What part of "With all due respect" don't you understand? Has the phrase been watered down so much over the years that it is meaningless or is it now meant to be an "in your face" type comment? It means I do respect what is being said (and your right to say it), I just can't believe I'm reading it! 

If you find my post innapropriate then delete it, I don't need a lecture jst for posting an apposing view in a thread...... Do I!


----------



## alphageek (Nov 12, 2011)

Texatdurango said:


> What part of "With all due respect" don't you understand?  Has the phrase been watered down so much over the years that it is meaningless or is it now meant to be an "in your face" type comment?  It means I do respect what is being said (and your right to say it), I just can't believe I'm reading it!  But if you don't get it, you just don't get it, so go ahead and have your fun!



Yep. George....
Too many people saying things like "With all due respect, your an idiot".   When  whatever follows is negative, adding "with all due respect" in front of it is not a sign of respect at all any more.

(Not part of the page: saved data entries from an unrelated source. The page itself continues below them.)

PR #231, opened 2019-03-04
Suppress unused warning on "sizeof" & cenum functions

emillon:
Followup for #228: I missed this one because there was no `.mli` for the test file.

This is a bit more rare in practice, since in many cases users of `ppx_cstruct` add a `let () = assert (sizeof_s = n)`.

(for which we could add first class support maybe?)

### DIFF
--- a/ppx/ppx_cstruct.ml
+++ b/ppx/ppx_cstruct.ml
@@ -329,33 +329,33 @@ let output_struct_sig loc s =
             (op_typ op)))
     (ops_for s)
 
+let convert_integer f suffix =
+  (fun i -> Exp.constant (Pconst_integer(f i, suffix))),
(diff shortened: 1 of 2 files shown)


emillon:
I also added suppression attributes on the cenum & sexp functions - that can go in a separate PR if you'd prefer.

As to the topic, I see some people saying they have used mineral oil under CA.  Those that don't think it will 'dry' - can they explain more as to why BLO would dry, but mineral oil wouldn't?   I'm not sure the BLO 'dries' so much as interacts with the CA??


----------



## alphageek (Nov 12, 2011)

Texatdurango said:


> If you find my post innapropriate then delete it, I don't need a lecture jst for posting an apposing view in a thread...... Do I!



Oh... As for this piece that you edited in... I'm not moderating here.. just another member commenting on the discussion.   Just putting my view in too.   Trying to promote some positive conversation on a topic I found interesting. I'm not lecturing any more than you were.


----------



## StephenM (Nov 12, 2011)

BLO is a drying oil which changes into a solid form upon curing.  Mineral oil is more of a solvent that once dries, is more or less gone.  

That doesn't mean it's not good for popping grain though as evidenced by those who have used it.  Perhaps it gets into the grain, the CA then bonds with the wood and the oil isn't able to evaporate thus keeping a nice wet look to the wood.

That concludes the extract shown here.